= Colonial Land and Emigration Commission =

Former British Government Agency

The Colonial Land and Emigration Commission (CLEC), also known as the Colonial Land and Emigration Board, was a British government authority under the supervision of the Secretary of State for the Colonies that facilitated emigration within the British Empire. Established by a formal commission from Queen Victoria on 14 January 1840, the commission took over the responsibilities of two existing government offices, the South Australian Colonization Commission, and the Agent-General for Emigration.

== History ==
In 1837 Thomas Frederick Elliot (1808–1880) had been appointed to the latter post, and he became a member of the new body. Most immigrants it assisted settled in the settler colonies of New South Wales, Victoria, and South Australia, with smaller numbers settling in British colonies in New Zealand, the Falkland Islands, in parts of Australia, and South Africa (the Cape of Good Hope). The commission issued reports showing total numbers of immigrants to various colonies, which were published in newspapers, and also published the Colonization Circular from at least 1843 to 1870.
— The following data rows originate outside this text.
PR #1093, opened 2024-03-15
Improve cody error reporting to users, fix minor bugs

pkukielka:
## Changes
* Errors during chat operation are reported in chat and not as IJ exceptions
* Better error handling added (more cases covered)
* Some cleanup/unification of error handling code
* Fixed blinking cursor which was disappearing just after context files shows up

image

Screenshot shows Cody first having issues to start, and then hitting error rate limit.

## Test plan

Manual QA according to testing guide

### DIFF
--- a/src/main/kotlin/com/sourcegraph/cody/chat/AgentChatSession.kt
+++ b/src/main/kotlin/com/sourcegraph/cody/chat/AgentChatSession.kt
@@ -188,32 +188,38 @@ private constructor(
   }
 
   private fun handleChatError(chatError: ChatError) {
-    getCancellationToken().abort()
-    CodyAgentService.setAgentError(project, chatError.message)
+    try {
+      CodyAgentService.setAgentError(project, chatError.message)
 
-    val rateLimitError = chatError.toRateLimitError()
-    val errorMessage =
-        if (rateLimitError != null) {
-          RateLimitStateManager.reportForChat(project, rateLimitError)
-          when {
-            rateLimitError.upgradeIsAvailable ->
-                CodyBundle.getString("chat.rate-limit-error.upgrade")
-            else -> CodyBundle.getString("chat.rate-limit-error.explain")
-          }
-        } else CodyBundle.getString("chat.general-error").fmt(chatError.message, "")
+      val rateLimitError = chatError.toRateLimitError()
+      val errorMessage =
+          if (rateLimitError != null) {
+            RateLimitStateManager.reportForChat(project, rateLimitError)
+            when {
+              rateLimitError.upgradeIsAvailable ->
+                  CodyBundle.getString("chat.rate-limit-error.upgrade")
+              else -> CodyBundle.getString("chat.rate-limit-error.explain")
+            }
+          } else CodyBundle.getString("chat.general-error").fmt(chatError.message, "")
 
-    addErrorMessageAsAssistantMessage(errorMessage)
+      addErrorMessageAsAssistantMessage(errorMessage)
+    } finally {
+      getCancellationToken().abort()
+    }
   }
 
   private fun handleException(e: Exception) {
-    getCancellationToken().abort()
-    CodyAgentService.setAgentError(project, e)
+    try {
+      CodyAgentService.setAgentError(project, e)
 
-    val message = ((e.cause as? CodyAgentException) ?: e).message ?: e.toString()
-    val errorReportLink = CodyErrorSubmitter().getEncodedUrl(e.getThrowableText(), message)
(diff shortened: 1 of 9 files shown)


src/main/kotlin/com/sourcegraph/cody/chat/ui/MessagesPanel.kt
```diff
@@ -34,7 +35,7 @@ class MessagesPanel(private val project: Project, private val chatSession: ChatS
       addChatMessageAsComponent(message)
     }
 
-    if (shouldAddBlinkingCursor) {
+    if (message.speaker == Speaker.ASSISTANT && message.actualMessage().isBlank()) {
```
mkondratek, line 38: nice, the blinking indicator is not visible exactly when it should 🚀

src/main/kotlin/com/sourcegraph/cody/error/CodyErrorSubmitter.kt
```diff
@@ -39,8 +34,18 @@ class CodyErrorSubmitter : ErrorReportSubmitter() {
     return true
   }
 
-  private fun getTitle(event: IdeaLoggingEvent): String {
-    val title = trimPostfix(event.throwableText.lines().first(), 128)
+  public fun getEncodedUrl(throwableText: String, additionalInfo: String? = null): String {
+    return "https://github.com/sourcegraph/jetbrains/issues/new" +
```
mkondratek, line 38: tested - seems to work properly

src/main/resources/CodyBundle.properties
```diff
@@ -45,9 +45,11 @@ chat.rate-limit-error.explain=\
   </html>
 chat.general-error=\
   <html>\
-    &#9888; <b> Cody encountered an error when processing your message:</b><br>\
-    <div marginwidth=15" marginheight="10">{0}</div>\
+   <b> Cody encountered an error when processing your message:</b><br>\
+    <div marginwidth=10" marginheight="10">&#9888;  {0}</div>\
```
mkondratek, line 49: does it work on windows? 🪟

src/main/kotlin/com/sourcegraph/cody/chat/AgentChatSession.kt
```diff
@@ -105,103 +109,116 @@ private constructor(
...
+    val errorReportLink = CodyErrorSubmitter().getEncodedUrl(e.getThrowableText(), message)
+    val errorReportMsg = CodyBundle.getString("chat.general-error.report").fmt(errorReportLink)
+    addErrorMessageAsAssistantMessage(
+        CodyBundle.getString("chat.general-error").fmt(message, errorReportMsg))
+  }
+
+  private fun addErrorMessageAsAssistantMessage(chatMessage: String) {
     UIUtil.invokeLaterIfNeeded {
-      addMessageAtIndex(ChatMessage(Speaker.ASSISTANT, stringMessage), index)
+      addMessageAtIndex(ChatMessage(Speaker.ASSISTANT, chatMessage), messages.count() - 1)
```
mkondratek, line 227: hmmm... 🤔 `messages.count() - 1` can change... I wonder if we are aware of it's modifications and threading. previously the index was calculated in the pooled thread. Now, it's edt

pkukielka: I think it's a valid concern but highly unlikely.
I will move  `getCancellationToken().abort()` after call of the `addErrorMessageAsAssistantMessage` - that way user surely won't be able to start sending new message until we are fully done there.

src/main/resources/CodyBundle.properties
pkukielka: Yes it does :)

src/main/kotlin/com/sourcegraph/cody/chat/AgentChatSession.kt
```diff
@@ -105,103 +109,122 @@ private constructor(
...
-    }
+    CodyAgentService.withAgentRestartIfNeeded(
+        project,
+        callback = { agent ->
+          val message =
+              WebviewMessage(
+                  command = "submit",
+                  text = humanMessage.actualMessage(),
+                  submitType = "user",
+                  addEnhancedContext = chatPanel.isEnhancedContextEnabled(),
```
mkondratek, line 134: It's not for this PR but I just realized - there is something strange in our design. Our model logic (`submitMessageToAgent`) seems to depend on the view (the chat panel).

mkondratek (approved):
lgtm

In 1852, shortly after qualifying, Irish surgeon Andrew Sexton Gray was appointed as a surgeon-superintendent for the commission, which involved accompanying migrants on assisted passage schemes as the ship's chief medical officer, as well as maintaining their welfare and discipline.

From 1856 the commission was known generally known as the "Emigration Commission", after the British Government granted Australian colonies control of land sales within their territories. However, technically the full name remained in force until its abolition. It was formally abolished on 31 March 1878, when its staff and remaining functions were transferred to the Colonial Office.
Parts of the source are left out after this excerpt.